If you had to be stuck in an endlessly repeating day, this one wouldn't be a bad one to do over and over. It was clear and not too cold on my run this morning, and I'll be home until tonight, when I'll get to go play Puccini for two and a half hours. It shouldn't be a bad day at all.
There's a rocket ship in my library, currently. We built it last night using Discovery Kids construction something-or-others. They're kind of like really big tinkertoys, and I think you're supposed to use them to make forts. They were a Christmas present (I don't remember who from) and we enforced J's hard to sell but wise policy of storing them until the middle of the bleak midwinter so that they would be fully appreciated and also break up the monotony of stuck-inside life. So far we've built an igloo, a schoolhouse, and now the rocket. At James' direction we put a snowshaker (your guess is as good as mine) inside the rocket, and also a needle with an antenna ball at the top. You know, so the rocket can receive FM radio signals in space.

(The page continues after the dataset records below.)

PR #549, opened 2026-03-16
feat: DocChunk expansion

### LINKED ISSUE #542: DocChunk expansion
When chunking documents for retrieval, typically there is a limit on chunk size (due to embedding models limitations).
However, post retrieval tasks (such as re-ranking or generation) do not share this limit and actually benefit from larger context.
Take for example a long table, which is chunked, but the generator that is required to answer a question regarding the table, is likely to provide better answer if given the whole table.

A naive solution for that is numbering the chunks, and expand a retrieved chunk by retrieving also its adjacent chunks. However, this solution does not take into account the document structure, so we may end up with information which is not cohesive (e.g texts from different sections of the document).

The requested feature is a method, that given a DocChunk, expands it to another DocChunk with a cohesive content (e.g. subsection, table, ...).

odelliab:
## Overview
This PR introduces chunk expansion functionality to the `DocChunk` class, enabling chunks to be expanded to include complete document objects or full pages. It also includes a comprehensive test suite with 15 test cases.

Resolves #542

### 1. Chunk Expansion Methods
Three new methods added to `DocChunk` class:

#### `_get_top_containing_objects(doc: DoclingDocument) -> list[DocItem] | None`
- Traverses the document tree upward from chunk items to find top-level containing objects
- Maintains reading order as in the original document
- Returns `None` if no top objects found

#### `expand_to_object(dl_doc: DoclingDocument, serializer: BaseDocSerializer) -> DocChunk`
- Expands chunk to include complete top-level document objects (sections, tables, lists)
- Prevents partial object inclusion in chunks
- Returns original chunk if expansion fails

#### `expand_to_page(doc: DoclingDocument, serializer: BaseDocSerializer) -> DocChunk`
- Expands chunk to include all content from the pages it spans
- Useful for maintaining page-level context
- Returns original chunk if expansion not possible

### 2. Comprehensive Test Suite
Created `test/test_doc_chunk_expansion.py` with 15 test cases covering:

# Dependencies
No new dependencies added.

#Note:
In the current implementation the expanded chunk has the same headings as the original  chunk. 
This may need revisiting.


docling_core/transforms/chunker/doc_chunk.py
```diff
@@ -87,3 +92,71 @@ class DocChunk(BaseChunk):
...
+            return self
+
+        meta = copy(self.meta)
+        meta.doc_items = doc_items
+        return DocChunk(
+            text=content,
+            meta=meta,
+        )
+
+    def expand_to_page(self, doc: DoclingDocument, serializer: BaseDocSerializer) -> DocChunk | None:
```
ceberam: Small type annotation detail:

```suggestion
    def expand_to_page(self, doc: DoclingDocument, serializer: BaseDocSerializer) -> DocChunk:
```

docling_core/transforms/chunker/doc_chunk.py
```diff
@@ -87,3 +92,71 @@ class DocChunk(BaseChunk):
...
+                    # Extract doc_items from serialization result
+                    doc_items.append(top_object)
+
+                except Exception as e:
+                    _logger.warning(f"error in extacting text of {top_object}: {e}")
+        if len(content.strip()) == 0:
+            _logger.warning(f"expansion of {self} did not yield any text")
+            return self
+
+        meta = copy(self.meta)
```
ceberam: Just wondering: is the shallow copy sufficient? Maybe `deepcopy()` would be safer in case there are nested mutable objects.

docling_core/transforms/chunker/doc_chunk.py
```diff
@@ -87,3 +92,71 @@ class DocChunk(BaseChunk):
...
+        top_objects = self.get_top_containing_objects(dl_doc)
+        if not top_objects:
+            _logger.warning(f"error in getting top objects of {self}")
+            return self
+
+        content = ""
+        doc_items = []
+
+        for top_object in top_objects:
+            if isinstance(top_object, ListGroup | InlineGroup | DocItem):
```
ceberam: At this point `top_object` will always be a `DocItem`. Is this a wrong type hint or maybe you were expecting to serialize groups? In that case you may need to review `get_top_containing_objects`.

docling_core/transforms/chunker/doc_chunk.py
```diff
@@ -87,3 +92,71 @@ class DocChunk(BaseChunk):
...
+        )
+
+    def expand_to_page(self, doc: DoclingDocument, serializer: BaseDocSerializer) -> DocChunk | None:
+        page_ids = [i.page_no for item in self.meta.doc_items for i in item.prov]
+        ser_params: CommonParams | None = getattr(serializer, "params", None)
+        if len(doc.pages) == 0 or page_ids is None or len(page_ids) == 0 or not ser_params:
+            _logger.warning(f"cannot expand to page the following chunk: {self}")
+            return self
+
+        ser_params.pages = set(page_ids)
```
ceberam: I don't think it is a good idea to mutate the serializer's parameters, which could cause issues if the serializer is reused somewhere else.

docling_core/transforms/chunker/doc_chunk.py
```diff
@@ -87,3 +92,71 @@ class DocChunk(BaseChunk):
...
+        for top_object in top_objects:
+            if isinstance(top_object, ListGroup | InlineGroup | DocItem):
+                try:
+                    ser_res = serializer.serialize(item=top_object)
+                    content += ser_res.text + "\n"
+                    # Extract doc_items from serialization result
+                    doc_items.append(top_object)
+
+                except Exception as e:
+                    _logger.warning(f"error in extacting text of {top_object}: {e}")
```
ceberam: Small typo:

```suggestion
                    _logger.warning(f"error in extracting text of {top_object}: {e}")
```

docling_core/transforms/chunker/doc_chunk.py
```diff
@@ -87,3 +92,71 @@ class DocChunk(BaseChunk):
...
+        meta = copy(self.meta)
+        meta.doc_items = doc_items
+        return DocChunk(
+            text=content,
+            meta=meta,
+        )
+
+    def expand_to_page(self, doc: DoclingDocument, serializer: BaseDocSerializer) -> DocChunk | None:
+        page_ids = [i.page_no for item in self.meta.doc_items for i in item.prov]
+        ser_params: CommonParams | None = getattr(serializer, "params", None)
```
ceberam: Not a big fan of using `getattr` instead of the dot notation in pydantic models (for several reasons...).
If instead of a `BaseDocSerializer` you define `serializer` as a `DocSerializer` (it's its only direct implementation anyway), you can already access `params` with the dot notation.

test/test_doc_chunk_expansion.py
```diff
@@ -0,0 +1,512 @@
...
+    
+        
+    def test_expand_to_page_preserves_metadata(self, sample_doc_with_pages):
+        """Test that page expansion preserves metadata."""
+        chunker = HybridChunker(
+            tokenizer=HuggingFaceTokenizer.from_pretrained(
+                model_name=EMBED_MODEL_ID,
+                max_tokens=MAX_TOKENS,
+            ),
+        )
```
ceberam: Can we reuse the chunker across tests for efficiency?

docling_core/transforms/chunker/doc_chunk.py
```diff
@@ -87,3 +92,71 @@ class DocChunk(BaseChunk):
...
+        if len(doc.pages) == 0 or page_ids is None or len(page_ids) == 0 or not ser_params:
```
ceberam: `doc.pages` will be empty for all Docling documents generated by backends that don't support pagination (`supports_pagination()==False`). This is the case of some declarative backend parsers like the HTML and the Markdown parsers.
I'm OK with _doing nothing_ in this case. But I would rather return a `warnings.warn()` message instead of logging that message, since this is information directed to the user.

docling_core/transforms/chunker/doc_chunk.py
```diff
@@ -87,3 +92,71 @@ class DocChunk(BaseChunk):
     """Data model for document chunks."""
 
     meta: DocMeta
+
+    def get_top_containing_objects(self, doc: DoclingDocument) -> list[DocItem] | None:
```
ceberam: Just asking. Do we want to expose this function as public? Or is it just a helper for `expand_to_object`? If it is the second case, please mark prefix it with `_` to mark it as a private method.

docling_core/transforms/chunker/doc_chunk.py
```diff
@@ -87,3 +92,71 @@ class DocChunk(BaseChunk):
...
+            objects[obj.self_ref] = obj
+
+        # maintain the reading order as in the original document
+        doc_body_refs = [ref.cref for ref in doc.body.children]
+        doc_ordered_refs = [ref for ref in doc_body_refs if ref in objects]
+        if len(doc_ordered_refs) > 0:
+            return [objects[ref] for ref in doc_ordered_refs]
+        return None
+
+    def expand_to_object(self, dl_doc: DoclingDocument, serializer: BaseDocSerializer) -> DocChunk:
```
ceberam: Could we add some docstring documentation? You could reuse the method description on this PR. Please use the google conventions.

ceberam (changes requested):
@odelliab Thanks for suggesting this implementation!
I left some technical comments, but I also wanted to share some high level comments:

- ~Please, sync your fork, rebase to `main`, and resolve the current conflicts.~ All good! It was a temporary issue with Github's CI/CD.
- Can we recap the use case to build those expansion functions? I understood that we want to expand the context for the answer generation in RAG from the chunks obtained in the retrieval phase. If this is the case, do we really need to return a chunk with those functions? Or text would do the job? Because I see some drawbacks in this implementation choice:
  - we serialize again a document (or part of the document) that was already serialized, since the starting point is a chunk (presumably obtained by a chunker with a serializer)
  - the `expand_to_page` and `expand_to_object` trigger a new serialization that could be different to the one that generated the original chunk. What would be the consequences? What happens if, for instance, we run those functions with an HTML serializer on a chunk created using the default serializer (`ChunkingDocSerializer` with a markdown serialization)?
  - if the given chunk was generated by a HybridChunker that respects a maximum token length, wouldn’t it be logical that the new chunk from `expand_to_object` also respects that condition?
  - in general, we detach the chunk with the chunker that originated it.
- Isn’t it enough the chunk and the Docling document for those expansions? Why do we need a serializer? We can locate the necessary items and then concatenate the text as we do it in `BaseChunker.contextualize` function. But maybe I’m missing a use case that would require building a new chunk.
- I would use the word `item` instead of `object` in the new method names, since that’s the terminology we used in Docling document (`TextItem`, `DocItem`, `ListItem`, …)
- Just wondering if we really nee 15 tests (thinking of keeping the `pre-commit` checks agile). Also, I would expect that we really check the content of the expanded chunks, to verify that they cover the expected doc items. For instance, I don’t see a test that checks that the output of `expand_to_page` contains all the doc items of the page or that the `text` field is exactly what we expect to get.
  - Can we reuse artifacts across the tests, like the HybridChunker?
- We could also let other users know about the potential of these expansions for RAG, by adding a small section in https://docling-project.github.io/docling/examples/advanced_chunking_and_serialization/ (in another PR on **docling** library).

docling_core/transforms/chunker/doc_chunk.py
odelliab: added

docling_core/transforms/chunker/doc_chunk.py
odelliab: Not sure why is this the case. A DocItem can be part of a GroupItem that resides in doc.body. No ?

See for instance test\data\chunker\0_inp_dl_doc.json. #/texts/113 -> #/groups/5 -> body

docling_core/transforms/chunker/doc_chunk.py
odelliab: right

docling_core/transforms/chunker/doc_chunk.py
odelliab: changed to DocSerializer

docling_core/transforms/chunker/doc_chunk.py
odelliab: changed to warnings

test/test_doc_chunk_expansion.py
odelliab: done

docling_core/transforms/chunker/doc_chunk.py
odelliab: Good call ! , used deepcopy for the serializer as well

docling_core/transforms/chunker/doc_chunk.py
odelliab: done

ceberam:
@odelliab We have discussed this PR with @vagenas and we found out that:
- chunk expansion is a feature that clearly brings value in Docling for supporting downstream applications such as RAG
- the method `expand_to_item` has a specific purpose but we think other users would be interested in other expansion rules (like down in the tree instead of upwards), therefore we think that we should not compromise the signature of `DocChunk` with specific methods. Instead, we could create a new abstraction for expanding chunks, with 2 implementations corresponding to the ones you proposed. If later on we need other expansion methods, we can simply add new implementations of the abstraction.
- we prefer to keep `DocChunk` as a pure data model class and put transformations related to chunking in `transforms/chunker`.

I have pushed the implementation of the refactoring suggestion with a new commit 1be5787. Please, check and provide comments or suggestions.

ceberam (approved):

odelliab:
I checked the latest commit and I have no corrections.
I think the code is much better now, thanks

vagenas (approved):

Every night when James goes to bed he asks that you put his cars up on his high shelf. He isn't allowed to take the cars to bed with him because he'll play with them (and talk to them) all night instead of sleeping. So Mater, Sally, and Lightning go up on his high shelf. Next to his piggy bank. Facing out. So he can see them. With Lightning next to Mater. But Lightning can't be next to Sally.
He's a little particular.
Last night I put a toy pterodactyl on top of Mater's roof. It started as a low note, and then ever so gradually rose to a broken wail. J went in.
"That dinosaur does NOT belong on Mater."
"Oh, he must have flown up there and sat on Mater's roof. I bet he likes it there."
"No, someone put him there. Take him OFF!"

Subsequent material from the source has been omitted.